Reproduce the top of the data verbatim, through and including the line that contains "## Additional context".

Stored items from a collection
************
Issue #500, opened 2020-10-23
Status code ignoring doesn't work for transaction errors if collected too early


michaelgoin:
## Description

If the `transaction.statusCode` property has not yet been set prior to collecting an error the error will not be ignored even if the transaction's ending status code is in the `ignored_status_codes` configuration.

## Expected Behavior

Transaction errors should not be collected when the transaction ends with a status code in the ignored list.

## Additional context

This was introduced in the 6.x line of agent versions. 5.13.1 does not show this behavior. I believe it was with the batch of changes to add error context to spans.

Looking at the differences lead me to believe it is an order of operations problem. We used to filter at collect. Looking at how the `statusCode` property gets set on the transaction, this is often not until the name has been finalized. Name finalization commonly occurs when a transaction is ending.

The current approach aims not to collect to transactions unnecessarily (if I remember right to avoid adding the span context incorrectly) which is nice for not having extra data but we still need to check the ignored codes at the end.

Adding an additional check prior to processing transaction errors on transaction end should resolve the error collection piece of this. However, we might have already added context to spans that should not be there? Or maybe it is OK to have the attributes w/ an error? We'll want to make sure we are handling this case appropriately.

https://newrelic.slack.com/archives/C0511B24H/p1603445856212300

michaelgoin:
While we don't have the appropriate span filtering, it actually looks like we do a transaction error status code check... so will need to debug what is going wrong there.

michaelgoin:
In `onTransactionFinished`, we use the ignored to know if we should collect a status code error but do not use that/the ignored state to limit proper errors that were collected.

So we need to solve the following:
* Do not collect any errors on transaction finished if the transaction has an ignored status code.
* Do not keep span error attributes if the transaction ends with an ignored status code (the harder problem).

PR #503, opened 2020-10-26
Fix ignored status codes

michaelgoin:
## Proposed Release Notes

* Fixed bug where errors would still be collected for transactions with ignored error status codes in certain situations.

* Converted errors ignore unit tests to tap API.

## Links

* Fixes: https://github.com/newrelic/node-newrelic/issues/500

## Details

Errors should now be properly ignored regardless of when we notice the status code for the transaction.

In order to avoid capturing error attributes on span events for errors that should be ignored due to the later noticed status code, span error attributes are now created when the span is created. Error details for these attributes are added to the span context at error-time (last wins) and then used when creating a span from the segment.

The error code really could use some TLC to further simplify and de-duplicate. It has many moving pieces. Span events could use some additional love wrt overlap with streaming spans too.

### DIFF
--- a/lib/errors/error-collector.js
+++ b/lib/errors/error-collector.js
@@ -142,13 +142,18 @@ class ErrorCollector {
     }
 
     const isErroredTransaction = urltils.isError(this.config, transaction.statusCode)
+    const isIgnoredErrorStatusCode = urltils.isIgnoredError(
+      this.config,
+      transaction.statusCode
+    )
+
     const isExpectedErrorStatusCode = urltils.isExpectedError(
       this.config,
       transaction.statusCode
     )
 
     // collect other exceptions only if status code is not ignored
-    if (transaction.exceptions.length) {
+    if (transaction.exceptions.length && !isIgnoredErrorStatusCode) {
       for (let i = 0; i < transaction.exceptions.length; i++) {
         const exception = transaction.exceptions[i]
         if (this.collect(transaction, exception)) {
--- a/lib/errors/index.js
+++ b/lib/errors/index.js
@@ -20,7 +20,20 @@ class Exception {
   }
 
   getErrorDetails(config) {
-    return errorHelper.extractErrorInformation(null, this.error, config)
+    const errorDetails = errorHelper.extractErrorInformation(null, this.error, config)
+    errorDetails.expected = this.isExpected(config, errorDetails)
+
+    return errorDetails
+  }
+
+  isExpected(config, {type, message}) {
+    if (!this._expected) {
+      this._expected =
+        errorHelper.isExpectedErrorClass(config, type) ||
+        errorHelper.isExpectedErrorMessage(config, type, message)
+    }
+
+    return this._expected
   }
 }
 
--- a/lib/spans/span-context.js
+++ b/lib/spans/span-context.js
@@ -21,6 +21,9 @@ class SpanContext {
       customAttributes || new PrioritizedAttributes(ATTRIBUTE_SCOPE, MAXIMUM_CUSTOM_ATTRIBUTES)
 
     this.ATTRIBUTE_PRIORITY = ATTRIBUTE_PRIORITY
+
+    this.hasError = false
+    this.errorDetails = null
   }
 
   addIntrinsicAttribute(key, value) {
@@ -35,6 +38,21 @@ class SpanContext {
       false,
       priority
     )
+  }
+
+  /**
+   * Set error details to be potentially be used to create span
+   * attributes. Attributes will be created unless the transaction
+   * ends with an ignored error status code.
+   *
+   * Last error wins.
+   */
+  setError(details) {
+    this.hasError = true
+
+    // Error details will be used to create attributes unless the transaction ends
+    // with an ignored status code.
+    this.errorDetails = details
   }
 }
 
--- a/lib/spans/span-event.js
+++ b/lib/spans/span-event.js
@@ -84,9 +84,21 @@ class SpanEvent {
    * @return {SpanEvent} The constructed event.
    */
   static fromSegment(segment, parentId = null, isRoot = false) {
+    const spanContext = segment.getSpanContext()
+
+    // Since segments already hold span agent attributes and we want to leverage
+    // filtering, we add to the segment attributes prior to processing.
+    if (spanContext.hasError && !segment.transaction.hasIgnoredErrorStatusCode()) {
+      const details = spanContext.errorDetails
+      segment.addSpanAttribute('error.message', details.message)
+      segment.addSpanAttribute('error.class', details.type)
+      if (details.expected) {
+        segment.addSpanAttribute('error.expected', details.expected)
+      }
+    }
+
     const attributes = segment.attributes.get(DESTINATIONS.SPAN_EVENT)
 
-    const spanContext = segment.getSpanContext()
     const customAttributes = spanContext.customAttributes.get(DESTINATIONS.SPAN_EVENT)
 
     let span = null
@@ -97,7 +109,6 @@ class SpanEvent {
     } else {
       span = new SpanEvent(attributes, customAttributes)
     }
-
 
     for (const [key, value] of Object.entries(spanContext.intrinsicAttributes)) {
       span.intrinsics[key] = value
--- a/lib/spans/streaming-span-event.js
+++ b/lib/spans/streaming-span-event.js
@@ -102,9 +102,21 @@ class StreamingSpanEvent {
   }
 
   static fromSegment(segment, parentId = null, isRoot = false) {
+    const spanContext = segment.getSpanContext()
+
+    // Since segments already hold span agent attributes and we want to leverage
+    // filtering, we add to the segment attributes prior to processing.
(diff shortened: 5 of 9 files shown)


lib/errors/error-collector.js
```diff
@@ -142,13 +142,18 @@ class ErrorCollector {
...
+    )
+
     const isExpectedErrorStatusCode = urltils.isExpectedError(
       this.config,
       transaction.statusCode
     )
 
     // collect other exceptions only if status code is not ignored
-    if (transaction.exceptions.length) {
+    if (transaction.exceptions.length && !isIgnoredErrorStatusCode) {
```
michaelgoin, line 156: This was the main part of the bug. Basically restored some code prior to the later refactors.

lib/spans/span-event.js
```diff
@@ -84,9 +84,21 @@ class SpanEvent {
...
+    // filtering, we add to the segment attributes prior to processing.
+    if (spanContext.hasError && !segment.transaction.hasIgnoredErrorStatusCode()) {
+      const details = spanContext.errorDetails
+      segment.addSpanAttribute('error.message', details.message)
+      segment.addSpanAttribute('error.class', details.type)
+      if (details.expected) {
+        segment.addSpanAttribute('error.expected', details.expected)
+      }
+    }
+
```
michaelgoin, line 99: Don't particularly love this... but since we already are attaching span agent attributes to segments it avoids introducing a bunch of extra stuff for now.

lib/transaction/index.js
```diff
@@ -747,19 +746,13 @@ function _linkExceptionToSegment(exception) {
...
-  const details = exception.getErrorDetails(config)
-  segment.addSpanAttribute('error.message', details.message)
-  segment.addSpanAttribute('error.class', details.type)
-
-  const isExpected =
-    errorHelper.isExpectedErrorClass(config, details.type) ||
-    errorHelper.isExpectedErrorMessage(config, details.type, details.message)
-
-  if (isExpected) {
-    segment.addSpanAttribute('error.expected', isExpected)
```
michaelgoin, line 762: This work got pushed to the span event creation. Now we are just setting the details on the span context. If the transaction has an errored status code, these details will not be used when the span is created.

test/unit/error_events.test.js
```diff
@@ -70,13 +69,6 @@ test('Error events', (t) => {
         const exception = new Exception({error, customAttributes, timestamp})
         tx.addException(exception)
 
-        const segment = tx.agent.tracer.getSegment()
-
-        const spanAttributes = segment.attributes.get(DESTINATIONS.SPAN_EVENT)
-
-        t.equal(spanAttributes['error.class'], 'Error')
-        t.equal(spanAttributes['error.message'], 'some error')
-
```
michaelgoin, line 79: These made no sense to test here and would have required some serious replumbing of the test.

test/unit/error_events.test.js
```diff
@@ -96,6 +88,33 @@ test('Error events', (t) => {
       })
     })
 
+    t.test('should include spanId agent attribute', (t) => {
```
michaelgoin, line 91: But while I was in here... figured I'd add a check for the spanId attribute.

test/unit/errors/ignore.test.js
```diff
@@ -5,223 +5,270 @@
...
     })
+  })
 
-    it('Ignore status code should result in 0 errors reported', function() {
-      helper.runInTransaction(agent, function(tx) {
-        const errorAggr = agent.errors
-        agent.config.error_collector.capture_events = true
-        agent.config.error_collector.ignore_status_codes = [500]
-        tx.statusCode = 500
+  t.test('Ignore status code should ignore when status set after collecting errors', (t) => {
```
michaelgoin, line 201: The unified diff makes it hard to see... but this is the new test. It will be easier to see by looking at the commit diffs instead of the full one. I separated out the tap conversion into its own commit to keep cleaner.

nijotz:
Looking into this code, and the history of it, figured I'd drop the (NR internal) link here if anyone else is curious:
https://source.datanerd.us/NodeJS-agent/nodejs_agent/pull/1782/files

nijotz:
Looks like that PR (1782 internal) moved the logic for ignoring status codes to the collect method: https://github.com/newrelic/node-newrelic/blob/defab4a7d69e5ddd3199208f1a37de4d8ba8af13/lib/errors/aggregator.js#L234

nijotz:
Another (NR internal) PR moved that ignoring logic from `collect()` to `add()`:
https://source.datanerd.us/NodeJS-agent/nodejs_agent/pull/1966/

A fun quote from that PR review:
>I may be missing something through the following changes but it looks like this change will break user errors for the ignored/expected cases.

nijotz:
Relevant line: https://github.com/newrelic/node-newrelic/blob/bfb2e70e59ec4660691e7d17716271058db0781b/lib/errors/error-collector.js#L196

lib/errors/error-collector.js
nijotz: Alright, I think I've grokked it. It looks like the `shouldIgnoreError()` function (called when an error is added in `add()`) looks at the transaction's `statusCode` to test whether it should be ignored. But by the time the transaction has ended the `statusCode` may have changed. When `onTransactionEnd()` is called, the `statusCode` will be set to its final value. It calls `collect()`, which use to do ignore checks, but due to refactors was moved out. So, this will stop the collection of all add exceptions if the status code should be ignored.

lib/errors/error-collector.js
```diff
@@ -142,13 +142,18 @@ class ErrorCollector {
     }
 
     const isErroredTransaction = urltils.isError(this.config, transaction.statusCode)
+    const isIgnoredErrorStatusCode = urltils.isIgnoredError(
```
nijotz, line 145: There's `urltils.isIgnoredError()` and `helpers.shouldIgnoreError()`. Should these be consolidated? Not saying that should be part of this PR, just came across that when reviewing this section of code.

michaelgoin: yeah, the error helpers got introduced along the way but the code wasn't really consolidated in meaningful ways.

this all could use a really thoughtful redesign but certainly some of that could be simplified.

lib/transaction/index.js
nijotz: Did you mean ignored here instead of errored?

michaelgoin: yeah... i meant "ignored error status code"

lib/spans/span-event.js
nijotz: Ah, ya, looks like we're adding span attributes to the segment right before getting the attributes off the segment for creating a span.

lib/errors/index.js
```diff
@@ -20,7 +20,20 @@ class Exception {
...
+  }
+
+  isExpected(config, {type, message}) {
+    if (!this._expected) {
+      this._expected =
+        errorHelper.isExpectedErrorClass(config, type) ||
+        errorHelper.isExpectedErrorMessage(config, type, message)
+    }
+
+    return this._expected
```
nijotz, line 36: Looks like this was moved from `_linkExceptionToSegment()` which appears to be the only function that calls `getErrorDetails()`. Nice refactor/consolidation.

lib/spans/span-context.js
```diff
@@ -36,6 +39,21 @@ class SpanContext {
       priority
     )
   }
+
+  /**
+   * Set error details to be potentially be used to create span
+   * attributes. Attributes will be created unless the transaction
+   * ends with an ignored error status code.
+   *
+   * Last error wins.
```
nijotz, line 48: There can only be one.

lib/spans/streaming-span-event.js
```diff
@@ -102,9 +102,21 @@ class StreamingSpanEvent {
...
+    // filtering, we add to the segment attributes prior to processing.
+    if (spanContext.hasError && !segment.transaction.hasIgnoredErrorStatusCode()) {
+      const details = spanContext.errorDetails
+      segment.addSpanAttribute('error.message', details.message)
+      segment.addSpanAttribute('error.class', details.type)
+      if (details.expected) {
+        segment.addSpanAttribute('error.expected', details.expected)
+      }
+    }
+
```
nijotz, line 117: hmm, just realized how similar these `fromSegment()` functions are. Why not abstract?

test/integration/distributed-tracing/span-error-attributes.tap.js
```diff
@@ -198,6 +198,56 @@ tap.test('span error attributes', (t) => {
     t.end()
   })
 
+  t.test("Span error attributes aren't added with ignored status errors", (t) => {
```
nijotz, line 201: Lovely

test/unit/error_events.test.js
nijotz: 👍

test/unit/error_events.test.js
nijotz: so extra! :D

nijotz (approved):

carlo-808 (approved):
************
_Output for this task_.
Issue #500, opened 2020-10-23
Status code ignoring doesn't work for transaction errors if collected too early


michaelgoin:
## Description

If the `transaction.statusCode` property has not yet been set prior to collecting an error the error will not be ignored even if the transaction's ending status code is in the `ignored_status_codes` configuration.

## Expected Behavior

Transaction errors should not be collected when the transaction ends with a status code in the ignored list.

## Additional context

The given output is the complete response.